## [Exercise]
Pull out every line with the word "typeshed" from the entries below.

## [Data shown]
PR #2081, opened 2022-03-04
Make Formatter generic for the benefit of typeshed

not-my-profile:
The type stubs for Pygments in the typeshed have made `pygments.formatter.Formatter` generic in https://github.com/python/typeshed/pull/6819 so that an `outfile` passed to `pygments.highlight()` must be opened in binary mode when the formatter was created with a given `encoding`, for example:

```python
import pygments
import pygments.lexers
import pygments.formatters

lexer = pygments.lexers.get_lexer_by_name('python')
formatter = pygments.formatters.html.HtmlFormatter(encoding='utf-8')

with open('out.html', 'wb') as f: # mypy reports a type error if opened with 'w'
    pygments.highlight('test', lexer, formatter, outfile=f)
```

This does however come with the disadvantage that subclassing `Formatter` no longer type checks with `mypy --strict`:

```python
class Foo(pygments.formatter.Formatter):
     pass
```

because mypy complains with `Missing type parameters for generic type "Formatter"`. The problem with that is that fixing this by specifying the type parameter would result in a runtime error because the real `pygments.formatter.Formatter` is not generic and thus not subscriptable.

Making the actual `Formatter` generic improves the situation for pygments users using static type checkers and should not change anything for the pygments users that don't.

### DIFF
--- a/pygments/formatter.py
+++ b/pygments/formatter.py
@@ -9,6 +9,7 @@
 """
 
 import codecs
+from typing import Generic, TypeVar
 
 from pygments.util import get_bool_opt
 from pygments.styles import get_style_by_name
@@ -21,8 +22,11 @@ def _lookup_style(style):
         return get_style_by_name(style)
     return style
 
+_T = TypeVar('_T', str, bytes)
+# Formatter is only generic for the benefit of the Pygments type stubs
+# living in the typeshed (https://github.com/python/typeshed).
 
-class Formatter:
+class Formatter(Generic[_T]):
     """
     Converts a token stream to text.
 
--- a/pygments/formatters/img.py
+++ b/pygments/formatters/img.py
@@ -228,7 +228,7 @@ class FontManager:
             return self.fonts['NORMAL']
 
 
-class ImageFormatter(Formatter):
+class ImageFormatter(Formatter[bytes]):
     """
     Create a PNG image from source code. This uses the Python Imaging Library to
     generate a pixmap from the source code.


birkenfeld:
I'm not very keen on merging this; it would be an isolated case of strange typing stuff without any benefit for us.

If providing types via typeshed cannot handle such cases, it looks like it's buggy and should be fixed.

not-my-profile:
Right, I understand.

Dreamsorcerer:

## [Your response]
Make Formatter generic for the benefit of typeshed
The type stubs for Pygments in the typeshed have made `pygments.formatter.Formatter` generic in https://github.com/python/typeshed/pull/6819 so that an `outfile` passed to `pygments.highlight()` must be opened in binary mode when the formatter was created with a given `encoding`, for example:
+# living in the typeshed (https://github.com/python/typeshed).
If providing types via typeshed cannot handle such cases, it looks like it's buggy and should be fixed.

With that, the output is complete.